Inhibition of virus replication by broadly-acting recombinant enhanced antiviral restrictors (REAVRs)

Project Summary: Zoonotic viral infections are responsible for the majority of emerging and re-emerging infectious diseases in humans. The current strategies for controlling vector-borne virus transmission are insufficient and additional strategies are urgently needed. Our long-term goal is to define and test recombinant

antiviral sensor/effector strategies that broadly inhibit known and emerging viruses to control or prevent vector- borne and zoonotic viral diseases. The overall objective of this application is to develop Recombinant Enhanced Antiviral Sensors (REAVRs), which combine virus-sensing domains with effector domains from different antiviral

proteins to create proteins with unique and broadly-acting antiviral activities. Our central hypothesis is that combining diverse virus-sensing domains with effector domains from other antiviral proteins will make them more effective and result in increased resistance against diverse viruses. The rationale of this proposed project is that

once this strategy of synthesizing modular, broadly antiviral recombinant proteins is established, they can be applied to whole organisms that are important vectors for viral diseases. Based on strong preliminary data, the central hypothesis will be tested by pursuing three specific aims: 1) generate and optimize REAVRs and evaluate

their antiviral effects in cultured cells; 2) identify and characterize dsRNA- and virus-induced promoters in mosquito cells and in vivo; and 3) generate REAVR-expressing mosquitoes and test their antiviral effects against arbovirus infections. Under the first aim, we will generate second generation REAVR proteins and test their

antiviral activity against a broad panel of viruses in established reporter, RNA integrity, and congenic cell culture- based assays. In the second aim, we will use long-read and short-read RNA-seq strategies to generate a validated, high-resolution analysis of Ae. aegypti transcriptional changes in response to poly(I:C) and virus

challenge and define promoters driving these responses. Under the third aim, we will use the CRISPR/Cas9 gene editing system to site-specifically insert the second generation REAVRs into transgenic mosquitoes under control of various inducible promoters, including dsRNA-inducible promoters, and determine their effect on

mosquito sensitivity to a panel of arboviruses and virus transmission. The proposed research is significant because the proposed strategy of enhancing the host immune response has great potential for the better control of the transmission of zoonotic viruses and unlike current strategies will inhibit multiple different virus families.

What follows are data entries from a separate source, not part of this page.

PR #494, opened 2017-05-17
Normalization

mihirsamdarshi:


dondi:
This was reverted, and although this may well have been an honest mistake, I can‘t help but observing: that *the time that the pull request was issued and the time that the pull request was merged _are virtually identical_*.

This tells me that there was virtually no thought/review done between issuing the pull request and merging it. _This is not how pull requests are supposed to be done._ At the very least, _review the pull request in its entirety_, ideally _by someone else_, before pulling the Merge trigger.

The very point of pull requests is to allow some thought before they are made permanent. They provide a safe staging area for changes without touching the codebase yet. If pull requests are issued and immediately merged, then their purpose is undermined: one may as well commit and push directly if that’s what was going to be done anyway.

dondi:
^^^^^ @mihirsamdarshi

PR #495, opened 2017-05-17
Revert "Normalization"

mihirsamdarshi:
Reverts dondi/GRNsight#494


dondi:
@mihirsamdarshi This sequence of PRs looks like something was done by mistake (#494, #495). When something like this is done, please add a more explicit description to the pull request. To a casual reviewer of PR notifications, it looks like a bunch of files that we actually need are being removed. It’s concerning when there is no explanation for something that looks pretty drastic.

mihirsamdarshi:
Sorry @dondi, I was doing some minor addition to my branch from normalization, and didn't properly pay attention to what the head and base forks were. It was such a minor change I didn't feel it necessary to go through a full pull request checklist, at least not on my fork.

dondi:
OK @mihirsamdarshi, that's fine, but do include an explanation like that in the future, right when describing the pull request. To someone who doesn't know the sequence of events, something that says "133 files changed" will be cause for concern. The good news is that `git` doesn't lose anything, but that doesn't mean we shouldn't still be watchful for unintended changes.

Issue #508, opened 2017-05-25
bug when changing viewport size when fixed


eileenchoe:
While working on #468 I came across this bug, and realized that it also happens on beta. The sequence is: Load Graph > check "Restrict Graph To Viewport" > Change Viewport Size.

It's pretty serious since a whole bunch of these errors come up, and the graph disappears from the viewport except for a singe node at the upper left hand corner.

This project is innovative because it introduces a novel approach to prevent virus transmission by combining

different antiviral sensing and effector domains, which is predicted to yield proteins with antiviral activities against many types of viruses. Moreover, the identification of dsRNA-induced promoters will expand our foundational understanding of arthropod immunology, and increase the repertoire of available mosquito promoters that could

be employed in the generation of transgenic mosquitoes. Taken together, this project is introducing an innovative strategy for better control of zoonotic viruses that is expected to have a positive impact on the field.